Content starts

PR #766, opened 2015-07-18
Add checks for interactable objects.

Xemiru:
_enhancement, low priority_

Previously, when registering an interaction event one must always consider the item in hand, as well as the block the player is targetting. In order for normal gameplay to not be interrupted, a blacklist of objects must be checked to make sure the player isn't intending to do something other than the plugin's function. This usually includes blocks like doors or chests, which do things within the world when you right-click them.

These two methods will eliminate having to have a blacklist of blocks and items to check with, and replace the former with a simple call checking whether or not the item/block has a reaction to being right-clicked.

### DIFF
--- a/src/main/java/org/spongepowered/api/block/BlockType.java
+++ b/src/main/java/org/spongepowered/api/block/BlockType.java
@@ -113,7 +113,16 @@ public interface BlockType extends CatalogType, Translatable {
      * @return Is affected by gravity
      */
     boolean isAffectedByGravity();
-
+    
+    /**
+     * Gets whether or not this block will cause a reaction when
+     * right-clicked.
+     * 
+     * <p>This includes blocks that open GUIs and switch their own states
+     * when right-clicked, e.g. opening/closing a door or opening a chest.</p>
+     */
+    boolean isInteractable();
+    
     /**
      * Gets if a block should be counted for statistics gathering.
      *
--- a/src/main/java/org/spongepowered/api/block/BlockType.java
+++ b/src/main/java/org/spongepowered/api/block/BlockType.java
@@ -27,6 +27,7 @@ package org.spongepowered.api.block;
 import com.google.common.base.Optional;
 import org.spongepowered.api.CatalogType;
 import org.spongepowered.api.data.DataHolder;
+import org.spongepowered.api.entity.living.Human;
 import org.spongepowered.api.item.ItemBlock;
 import org.spongepowered.api.text.translation.Translatable;
 import org.spongepowered.api.util.annotation.CatalogedBy;
@@ -115,13 +116,14 @@ public interface BlockType extends CatalogType, Translatable {
     boolean isAffectedByGravity();
     
     /**
-     * Gets whether or not this block will cause a reaction when
-     * right-clicked.
+     * Gets whether or not this block will cause a reaction when right-clicked
+     * by the given {@link Human} entity.
      * 
-     * <p>This includes blocks that open GUIs and switch their own states
-     * when right-clicked, e.g. opening/closing a door or opening a chest.</p>
+     * <p>This includes blocks that open GUIs and switch their own states when
+     * right-clicked, e.g. opening/closing a door or opening a chest. Mod
+     * objects may make this value vary based on the given Human.</p>
      */
-    boolean isInteractable();
+    boolean isInteractable(Human cause);
     
     /**
      * Gets if a block should be counted for statistics gathering.
--- a/src/main/java/org/spongepowered/api/item/ItemType.java
+++ b/src/main/java/org/spongepowered/api/item/ItemType.java
@@ -27,6 +27,7 @@ package org.spongepowered.api.item;
 import com.google.common.base.Optional;
 import org.spongepowered.api.CatalogType;
 import org.spongepowered.api.data.Property;
+import org.spongepowered.api.entity.living.Human;
 import org.spongepowered.api.item.inventory.ItemStack;
 import org.spongepowered.api.text.translation.Translatable;
 import org.spongepowered.api.util.annotation.CatalogedBy;
@@ -57,14 +58,15 @@ public interface ItemType extends CatalogType, Translatable {
     int getMaxStackQuantity();
     
     /**
-     * Gets whether or not this item will cause a reaction when
-     * right-clicked.
+     * Gets whether or not this item will cause a reaction when right-clicked by
+     * the given {@link Human} entity.
      * 
-     * <p>This includes items that open GUIs or switch their own states
-     * when right-clicked in hand, e.g. opening a Written Book to view its
-     * contents or drinking a Potion.</p>
+     * <p>This includes items that open GUIs or switch their own states when
+     * right-clicked in hand, e.g. opening a Written Book to view its contents
+     * or drinking a Potion. Mod objects may make this value vary based on the
+     * given Human.</p>
      */
-    boolean isInteractable();
+    boolean isInteractable(Human cause);
 
     /**
      * Gets the default {@link Property} of this {@link ItemType}.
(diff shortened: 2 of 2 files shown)


AlphaModder:
Perhaps add a `Player` (`Human`?) argument to the method for mod items which could only be used by some players, or items that only interact when clicking a certain kind of block with them, etc.

simon816:
The example scenario reminds me of the idea of event callbacks, #232.
There would be some sort of `ItemUseCallback` along with `BlockInteractCallback` and you can enable/disable/replace the default behaviour.
Not sure if callbacks are still planned to be added but I just felt a similarity.

Xemiru:
@AlphaModder Its valid to add, but when I think about it, technically that does still make it 'interactable' to some extent; typically when an item is unavailable for use in a mod the mod will explicitly tell you in chat. It has function, function that we shouldn't sit on when we try to add a new interaction event.

@simon816 It does show some similarity, but it still does require some form of blacklist check, which is what this PR is trying to get rid of.

Should these two methods be moved to `ItemStack` and `BlockState` instead? Or at least have another way of being added; I feel like plugins may want access to this as well in order to be able to say that they've changed a certain block to be interactable when it normally isn't in the base game. Not only that, but moving this to those two classes will make it easier for specific individual objects that have an environment (e.g. a multiblock structure) to check with.

ryantheleach:
>  requires some form of blacklist check

How does it still require a blacklist check?

Assuming the example is you want to prevent the player from interacting with any block in a region (and not necessarily cancel their item action)

Wouldn't you just let the event succeed but cancel the block interact callback if it exists, and leave the item interact callback alone?

AlphaModder:
@xemiru Well, sending a message could be a function. But there are plenty of items (wrenches come to mind) that do nothing except on a select few blocks.

Xemiru:
@ryantheleach Sorry, the way callbacks were planned to work slipped my mind writing that comment. Though, I'd think you'd cancel the item interact callback instead of the block interact one to prioritize the block's action before the item. As far as I'm concerned the right order for it would be entity -> block -> item.

On the matter of implementation, for Vanilla, we'd be able to assume item/block functions won't change to suddenly not exist (not the best, but its not likely that an item/block's function'll suddenly disappear).

For Forge however, I may have jumped the gun. Looking at forge code it doesn't seem like we'd easily be able to find out whether or not an item/block has a function, considering all mod items/blocks implement methods that're called when the player performs a given action with them. Not sure if reflection'll do the trick.

Do note that I'm not a guru on either part, someone else would be able to explain how the system works better than I can. If I've made any errors in what I've come up with above, feel free to correct me.

If there aren't any ideas on implementation then I suppose I should close this due to limitations.

ryantheleach:
I'm far from being a guru, sorry if I gave that impression. I'm legitimately wondering if it's possible.

If there is no way to tell it might just be a case of having three possible values, true, false, unknown. If there was a way for compatibility modules to hook into it and provide answers that might be enough.

But... It's far from a clean solution so pretty much anything would be preferable to that.

JBYoshi:
Here's an idea:

- A `PlayerInteractEvent` is fired immediately. Plugins use this to handle custom item handling, then cancel the event to stop Minecraft handling.
- Before control passes to the `Block`, a `PlayerInteractBlockEvent` is fired. Plugins use this to handle custom block interactions. To prevent plugins from doing their handling twice, `PlayerInteractBlockEvent` would NOT extend `PlayerInteractEvent`.

Xemiru:
@JBYoshi Thing is though, `PlayerInteractBlockEvent` will occur regardless of whether or not the block is 'interactable;' in the context of the events, 'interact' is equivalent to 'right-click' (sometimes left-click, too). In our case, its whether or not right-clicking the target object has a function. I don't think there's a specific event that says a block's function has been activated.

JBYoshi:
I was meaning a new event, I just called it `PlayerInteractBlockEvent`. I didn't know it already existed.

Xemiru:
@JBYoshi The problem still remains that we can't check whether or not an object actually has a function without Minecraft/Forge explicitly telling us. If it can't do that, then that event would be exactly the same as `PlayerInteractBlockEvent.`

JBYoshi:
That's not what I mean. They would be two separate events, called at two different places. Here's some code from `ItemInWorldManager.activateBlockOrUseItem()`, with the points at which the events would be called:
```java
if (useBlock) {
    if (event.useBlock != net.minecraftforge.fml.common.eventhandler.Event.Result.DENY) {
        // call PlayerInteractBlockEvent here
        result = iblockstate.getBlock().onBlockActivated(worldIn, pos, iblockstate, player, side, offsetX, offsetY, offsetZ);
    } else {
        thisPlayerMP.playerNetServerHandler.sendPacket(new S23PacketBlockChange(theWorld, pos));
        result = event.useItem != net.minecraftforge.fml.common.eventhandler.Event.Result.ALLOW;
    }
}
if (stack != null && !result && event.useItem != net.minecraftforge.fml.common.eventhandler.Event.Result.DENY) {
    int meta = stack.getMetadata();
    int size = stack.stackSize;
    // call PlayerInteractEvent here
    result = stack.onItemUse(player, worldIn, pos, side, offsetX, offsetY, offsetZ);
    if (isCreative()) {
        stack.setItemDamage(meta);
        stack.stackSize = size;
    }
    if (stack.stackSize <= 0) net.minecraftforge.event.ForgeEventFactory.onPlayerDestroyItem(thisPlayerMP, stack);
}
```

Xemiru:
I get that they would be called at separate times; it'd be pointless to make the event otherwise. What I'm trying to say is that we can't cancel the event at all because of how Minecraft/Forge does its implementations of block/item functions. We can only activate it as far as I'm concerned, unless reflection can check if a method is implemented or not. It'll be able to tell when an object is activated, yes, but it can't cancel it.

Though, after a bit of research it seems like Reflection may be able to do the trick. (pinging @ryantheleach for interest)
``` java
public boolean check(Class<? extends Block> blockClass) {
    if(blockClass.getMethod("onBlockClicked", World.class, Integer.class, Integer.class, Integer.class, EntityPlayer.class).getDeclaringClass() == Block.class) {
        return false; // method is being implemented by block
    }
    
    return true; method is being implemented by another class, presumably the mods'
}
```

The method `onBlockClicked` is not an abstract method; a block with no function shouldn't be trying to implement it. Though, some mods may try to implement a blank function for whatever reason. With how MC/Forge does its stuffs though, this could be one of the few ways to do it (untested).

JBYoshi:
I don't really get what you mean.

> we can't cancel the event at all because of how Minecraft/Forge does its implementations of block/item functions.

- What do you mean by “cancel”?
- What is it about the block/item code that prevents Sponge from canceling the event?

ryantheleach:
@Xemiru Using reflection constantly wouldn't be great... However we could use it to lazily initialize a field that describes whether the block is interact-able, seems like a fair solution to be honest.

ryantheleach:
> then cancel the event to stop Minecraft handling.

Acting on an event that is cancelled isn't a great way of doing it. Cancelled should represent that no action was taken by minecraft or plugins.

In order to replace the interaction that would have happened by default, the callback system should be used, allows for other plugins to see that the vanilla interaction was cancelled but a modded interaction was allowed.

Zidane:
I'm not seeing the point of this PR and you can't know at all with mods in place. This is what events really are for.

JBYoshi:
@Zidane I believe this is about distinguishing between interacting with a *block* and interacting with an *item*.

Example:
Let's say a plugin allows players to use a compass to open a menu. If the player right clicks with the compass in hand while looking at a block, the plugin would need to determine whether it should let the block handler execute or the compass handler execute. Vanilla standards (and, likely, user expectations) suggest that the block handler is invoked if and only if the player is *not sneaking* (this can be checked using the Data API) and if the block handler exists (which cannot be determined at the moment using only Sponge). I suggested an idea above that should help with mod compatibility.

Zidane:
@JBYoshi 

The PR is about adding two methods to BlockType/ItemType that, with mods, cannot be implemented whatsoever.

As for your proposals above, the new event framework changes how interact is done completely.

Content ends

Prompt:
Check each line of the entries for "really" and copy those that have it.

Solution for this task:
I don't really get what you mean.
I'm not seeing the point of this PR and you can't know at all with mods in place. This is what events really are for.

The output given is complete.